Erdoğan’s conservative, Islamic-rooted AKP party has been in power since 2002 and has pushed as much as possible away from this side of Turkish society. It has uprooted many features of the secular state, in order to achieve his goal of raising a “pious generation” that will “work for the construction of a new civilisation”. The ‘Headscarf Ban’ was revoked in 2012 and the President has massively expanded Islamic state education with the percentage of Turkish students attending these religious schools rising from 4% in 2012 to almost 12% in 2018. Earlier this year the Hagia Sophia was officially reverted back to a mosque; a 1,483 year old building that has flipped-flopped between mosque and church over the centuries, and one which Atatük had ordered to be converted into a museum, symbolising that this religious tug-of-war had been laid to rest. July’s opulent conversion ceremony was broadcast on national television, not making light of the symbolic significance of this moment, and Erdoğan’s intentions to unravel Turkey’s secular status.

It is for this reason that Erdoğan has been so quick to capitalise on France’s renewed cries for a strengthening of French laïcité. What better way to discredit the legitimacy of a Turkish secularism than to stir up outrage at the nation that inspired it?

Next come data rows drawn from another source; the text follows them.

PR #238, opened 2025-04-17
Add GUI support for selecting files to collect/upload

### LINKED ISSUE #252: Add GUI support for selecting files to collect/upload
This issue is to enable follow up on #238

raverburg:
This update adds functionality to the GUI that allows users to select specific files for collection and/or upload. Selected files are passed to the existing logic used by acquire, allowing users to either collect them during acquisition or upload them independently.
 
Notes:
We use a custom version of acquire internally that looks for a config.json file in the same directory instead of using config.py


Miauwkeru (changes requested):

raverburg:
Hi! Sorry for the long wait. I only remembered this PR was still open when I ran into the same issue again: there's no easy way for clients to upload investigation material (without 3rd party tools), which is exactly what acquire GUI aims to fix.

I've addressed your feedback:
 - Correct ctypes pointer types on OPENFILENAME fields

While there is room for valid criticism of Macron’s rhetoric, Erdoğan is undoubtedly aware of this political goal-scoring opportunity. If he can provoke anger at the French ‘obsession’ with laïcité, there is surely stronger ground to criticise those who fiercely protect laiklik, enabling him to further roll back the influence of secularism in Turkey. It is a denunciation of Atatük’s aspiration for a modernised, secular Republic by proxy. Interestingly enough, an assertive stance on secularism which is fiercely protected by many in society is only one of the many pieces of political culture that the Turks share with the French. The two nations are also united by a love of political satire and caricature. While a caricature of Prophet Mohammed would certainly never make it to print in Turkey, just as in France the satirisation of political figures has been one of the art forms held most dear by the Turkish people — and most despised by President Erdoğan. Since coming to power, the President has launched countless legal battles against satirists for ‘publicly humiliating him’ with unflattering cartoons and banned distribution of an edition of political comic LeMan following the coup attempt of 2016. What is often labelled by foreigners as a ‘uniquely French obsession’ with both political satire and secularism that is impossible for outsiders to understand, is in fact almost perfectly mirrored and understood in Turkish society. It is for this reason that Macron’s declaration that France “will not give up the caricatures”, just as they will never give up their proud laic stance in general, is simply too dangerous for Erdoğan to dismiss quietly.